This Exoskeleton Could Help Stroke Victims Walk
Ekso GT just became the first exoskeleton to be cleared by the FDA for use with stroke patients
Ekso Bionics has just received clearance from the FDA to market a bionic exoskeleton for use in the treatment of stroke and spinal cord injuries, according to a press release from the robotics company. Although there are at least two other robotic exoskeletons already on the market, the Ekso GT is the first to receive explicit FDA approval for rehabilitating stroke patients—a major coup for the company.
“This clearance marks a major milestone towards our goal of establishing exoskeletons as standard of care in the rehabilitation clinic,” said Thomas Looby, president of Ekso Bionics. Looby adds that he hopes that the announcement, “will translate into broader adoption of exoskeletons by hospitals and rehabilitation clinics and better outcomes for patients.”
Ekso is not the only robotic exoskeleton on the market. ReWalk and HAL, two other prominent exoskeletons that have already enjoyed their share of successes in the burgeoning bionics industry, even have some advantages over Ekso.
ReWalk, produced by Argo Medical Technologies, was actually the first exoskeleton to gain FDA approval, back in 2014. While the suits cost a prohibitive $70,000, they are already helping some paralyzed patients to walk again, with motion sensors and motorized joints that can detect and adjust to subtle changes in upper body movement. HAL, produced by Cyberdyne, is even more sophisticated, with sensors that attach to a patient’s skin and pick up the weak signals that the brain is sending to the unresponsive, paralyzed limbs.
But Ekso captured our hearts with the touching story of Mark Pollock, who became the first person with complete paralysis to actively work with a robotic device to walk again. Since Ekso includes a computer system that tracks motion while employing spinal stimulation, the device was able to collect data on Pollock’s movements as he began to actively assist the robot, flex his knee and raise his leg, all by his own power. And that’s the real hope for the future—baby steps toward an exoskeleton that could one day cure paralysis.
Ekso’s latest win, however, is FDA approval for treating stroke patients. Each year, an estimated 17 million people suffer a stroke for the first time and more than 60 percent of survivors are left unable to walk normally. This greatly increases their risk of falling and causing further injury, and severely decreases their quality of life. With FDA approval, Ekso will now be able to work its magic in rehabilitation facilities—training stroke survivors to walk again under their own power.

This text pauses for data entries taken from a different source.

PR #540, opened 2024-10-24
fix(tokens): NO-JIRA resolveMath for android

braddialpad:
# fix(tokens): resolveMath for android

Obligatory GIF

- [x] Fix

## :book: Description

Created a new transformer to resolve math for android kotlin to fix errors.

## :bulb: Context

Since some of the changes in style dictionary 4 with the new transitive transformers some calculated android sizing were not resolving and causing some syntax errors in the file. This is maybe a bit of a brute force method using eval but it should work well enough for what we currently need.

Before you would see calculations in the android kotlin size tokens for example `10.dp * 0.8 * 1.5`. Now it should all be resolved like so `12.dp`.

## :pencil: Checklist

For all PRs:

## :crystal_ball: Next Steps

Check with android team that it's working, make sure build releases correctly.


braddialpad:
Merging this in so I can test.

PR #544, opened 2024-10-25
fix(emoji-text-wrapper): DLT-2176 invalid regular expression error

ninamarina:
# fix(emoji-text-wrapper): DLT-2176 invalid regular expression error

- [x] Fix
- [ ] Feature
- [ ] Performance Improvement
- [ ] Refactor

## :book: Jira Ticket
[DLT-2176]

## :book: Description
Fixes the error `Error: SyntaxError: Invalid regular expression: /(X)/g: Nothing to repeat` when entering *️⃣ emoji on a message.
I fixed it by using directly the `emojiPattern` regex instead of the `findEmojis` function.

## :bulb: Context
The error appeared in prod: https://dialpad.atlassian.net/browse/DP-115263

## :pencil: Checklist

For all PRs:

For all Vue changes:

### Previous
image-20241025-192541

### Now
image

[DLT-2176]: https://dialpad.atlassian.net/browse/DLT-2176?atlOrigin=eyJpIjoiNWRkNTljNzYxNjVmNDY3MDlhMDU5Y2ZhYzA5YTRkZjUiLCJwIjoiZ2l0aHViLWNvbS1KU1cifQ

### DIFF
--- a/packages/dialtone-vue2/common/emoji/index.js
+++ b/packages/dialtone-vue2/common/emoji/index.js
@@ -196,12 +196,3 @@ export function filterValidShortCodes (shortcodes) {
   const filtered = shortcodes ? shortcodes.filter(code => shortcodeToEmojiData(code)) : [];
   return new Set(filtered);
 }
-
-// Finds every emoji in slot text
-// removes duplicates
-// @returns {string[]}
-export function findEmojis (textContent) {
-  const matches = [...textContent.matchAll(emojiRegex)];
-  const emojis = matches.length ? matches.map(match => match[0]) : [];
-  return new Set(emojis);
-}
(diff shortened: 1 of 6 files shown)


juliodialpad:
If the error is within findEmojis function then why not just fixing the function itself instead of going around it?

Is it being used elsewhere?

ninamarina:
> If the error is within findEmojis function then why not just fixing the function itself instead of going around it?
> 
> Is it being used elsewhere?

I think the problem is that findEmojis is already finding matches with the same regex, and then we are doing it again and that's when the invalid regex error occurs. This way we are running the regex only once to find emojis. 

It's not being used anywhere else and I should delete it if we decide this is the correct solution.

braddialpad (approved):
I think this should work.. kind of a weird one alright.

PR #549, opened 2024-10-30
feat(emoji-picker): DP-113112 add shift key info on selected-emoji event

bianca-artola-dialpad:
# add(emoji-picker): DP-113112 add shift key info on selected-emoji event

Obligatory GIF

- [x] Feature

## :book: Jira Ticket
https://dialpad.atlassian.net/browse/DP-113112

## :book: Description
This pull request enhances the selected-emoji event by including information about key events. With this update, we can now identify whether an emoji was selected using the Shift + Enter keys.

## :bulb: Context
For going into GA with the new message input component, we need to allow users to add an emoji to the input field with Shift + Enter without closing the emoji picker. To enable this functionality on the product side, it's essential to detect when an emoji is selected using the Shift + Enter key combination.

### DIFF
--- a/packages/dialtone-vue2/components/emoji_picker/modules/emoji_selector.vue
+++ b/packages/dialtone-vue2/components/emoji_picker/modules/emoji_selector.vue
@@ -44,7 +44,7 @@
             :ref="`emojiRef-${indexTab}`"
             type="button"
             :aria-label="emoji.name"
-            @click="$emit('selected-emoji', emoji)"
+            @click="event => handleEmojiSelection(emoji, event)"
             @focusin="$emit('highlighted-emoji', emoji)"
             @focusout="$emit('highlighted-emoji', null)"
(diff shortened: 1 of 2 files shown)


bianca-artola-dialpad:
Firespotter changes: https://github.com/dialpad/firespotter/pull/48999

ninamarina:
Looks good! Do you also need it to add the shiftKey info on click? You would have to add it also to the click event in that case

braddialpad:
> Looks good! Do you also need it to add the shiftKey info on click? You would have to add it also to the click event in that case

Yes I think we would also need this.

bianca-artola-dialpad:
> Looks good! Do you also need it to add the shiftKey info on click? You would have to add it also to the click event in that case

good catch, should be working now. thank you!

ninamarina (approved):

braddialpad (approved):
Great!

PR #557, opened 2024-10-31
fix(component): DLT-2121 move all styling to dialtone-css from vue

braddialpad:
# fix(component): DLT-2121 move all styling to dialtone-css from vue

Obligatory GIF

- [x] Fix

## :book: Jira Ticket

https://dialpad.atlassian.net/browse/DLT-2121

## :book: Description

Moved all remaining CSS styling from core components into dialtone-css.

## :bulb: Context

We want all our styling in one place

## :pencil: Checklist

For all PRs:

For all CSS changes:

## :crystal_ball: Next Steps

Do the same thing on recipes

## BREAKING CHANGE CLASSNAME LIST

We will likely have to do a small find/replace migration to fix code overriding these classes. d-item-layout and d-list-item are the highest risk. I would say usage of any of the others should be rare.

Note if this will also include all sub elements such as `d-list-item--focusable`

dt-item-layout -> d-item-layout (and all sub elements)
dt-list-item -> d-list-item (and all sub elements)
enter-active -> d-collapsible__enter-active
leave-active -> d-collapsible__leave-active
dt-empty-list-item -> d-combobox__empty-list-item
dt-description-list -> d-description-list
dt-list-separator -> d-list-item-separator
mention-suggestion-name -> d-mention-suggestion__name
dt-suggestion-list__container -> d-suggestion-list__container
dt-rich-text-editor -> d-rich-text-editor
skeleton-placeholder -> d-skeleton-placeholder


packages/dialtone-css/lib/build/less/components/skeleton.less
```diff
@@ -17,15 +17,19 @@
 //  ============================================================================
 //  @   SKELETON CONTAINER
 //  ----------------------------------------------------------------------------
+
+// The --placeholder-from-color and --placeholder-to-color
+// custom properties can be set on the parent class of the
+// placeholder to control the animation colors.
 .skeleton-placeholder {
```
francisrupert: Namespace with `d-` maybe? Would that be a breaking change to have to update for non-Vue use?

packages/dialtone-css/lib/build/less/components/skeleton.less
```diff
@@ -17,15 +17,19 @@
...
   --placeholder-from-color: hsla(var(--dt-color-black-900-hsl) / 0.2);
   --placeholder-to-color: hsla(var(--dt-color-black-900-hsl) / 0.1);
 
   display: flex;
   width: 100%;
-  background: var(--placeholder-from-color);
+  background: var(--placeholder-from-color, var(--dt-color-black-300));
```
francisrupert: Let's make the fallback color `var(--dt-color-surface-bold-opaque)`. Same for the others below.

francisrupert (commented):
Awesome. A few basic comments. I haven't gone through all them yet, though first one I noticed still with `dt-` classes is Item Layout (with List Item).

packages/dialtone-css/lib/build/less/components/skeleton.less
braddialpad: What about the `--placeholder-to-color`? currently falls back to `var(--dt-color-black-100)`

packages/dialtone-css/lib/build/less/components/skeleton.less
braddialpad: Yeah, but we've already done a few those already 🤷. Updated

braddialpad:
Looking into percy issues, a couple small problems found there.

packages/dialtone-css/lib/build/less/components/skeleton.less
francisrupert: Ah yes, use `var(--dt-color-surface-moderate-opaque)`. That doesn't map to the current Black 100, but it's a less jarring animating shift. 

Also, remove the...
```
style="
  ...
  --placeholder-from-color: ...;
  --placeholder-to-color: ...;
  ...
"
```
...from the `## Prefabricated examples`.

packages/dialtone-css/lib/build/less/components/skeleton.less
```diff
@@ -17,38 +17,42 @@
...
 //  @   SKELETON CONTAINER
 //  ----------------------------------------------------------------------------
-.skeleton-placeholder {
+
+// The --placeholder-from-color and --placeholder-to-color
+// custom properties can be set on the parent class of the
+// placeholder to control the animation colors.
+.d-skeleton-placeholder {
   --placeholder-from-color: hsla(var(--dt-color-black-900-hsl) / 0.2);
   --placeholder-to-color: hsla(var(--dt-color-black-900-hsl) / 0.1);
```
francisrupert:
```suggestion
  --placeholder-from-color: var(--dt-color-surface-bold-opaque);
  --placeholder-to-color: var(--dt-color-surface-moderate-opaque);
```
Actually, maybe they should be here and not even need a fallback anywhere? I haven't tested it, but off top of my head I can't figure a situation where a fallback kicks in.

packages/dialtone-css/lib/build/less/components/skeleton.less
francisrupert: Maybe belay that, look at [this other comment](https://github.com/dialpad/dialtone/pull/557#pullrequestreview-2409386555) first.

But still do the removal of `style="..."` comment above.

packages/dialtone-css/lib/build/less/components/skeleton.less
braddialpad: Yeah don't really think we need the fallback... removed it

packages/dialtone-css/lib/build/less/components/skeleton.less
braddialpad: Alright, should be good.

braddialpad:
Alright, all remaining issues should be fixed. Also added a blog post for the breaking change since it could affect anyone overriding component classes.

packages/combinator/package.json
```diff
@@ -4,7 +4,7 @@
   "description": "Dialtone vue component combinator",
   "scripts": {
     "lint": "eslint --ext .js,.vue --ignore-path .gitignore --fix src",
-    "test": "vue-cli-service test:unit --timeout 100000 --colors --recursive --glob *.test.js src"
+    "test:old": "vue-cli-service test:unit --timeout 100000 --colors --recursive --glob *.test.js src"
```
juliodialpad, line 7: Why are we doing this? combinator tests were messing up with the other tests?

juliodialpad (approved):
Looks good! this is a pretty nice cleanup.

We should move [core_scroller](https://github.com/dialpad/dialtone/blob/d824647d1ab64453f8276c7c939ddd78ab36af20/packages/dialtone-vue3/components/scroller/modules/core_scroller.vue) styles too, right?

Other than that, this is good to merge

packages/combinator/package.json
braddialpad: yeah if you just run `nx test` it runs all "test" scripts including this one, and they are broken because they haven't been migrated yet.

braddialpad:
> We should move [core_scroller](https://github.com/dialpad/dialtone/blob/d824647d1ab64453f8276c7c939ddd78ab36af20/packages/dialtone-vue3/components/scroller/modules/core_scroller.vue) styles too, right?

Thanks, moved this as well.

As with any major FDA approval, multiple field-tests were required to demonstrate that Ekso was safe and effective for rehabilitating stroke survivors. W. Zev Rymer, director of the Rehabilitation Institute of Chicago, was among the first to volunteer his organization to host the tests back in 2012.
“I congratulate Ekso Bionics for being the first exoskeleton to receive clearance for stroke,” Rymer said in a press statement. “We have seen the clinical value of the technology, and Ekso Bionic’s continued innovation now brings us the ability to provide this advanced technology to a broader patient population.”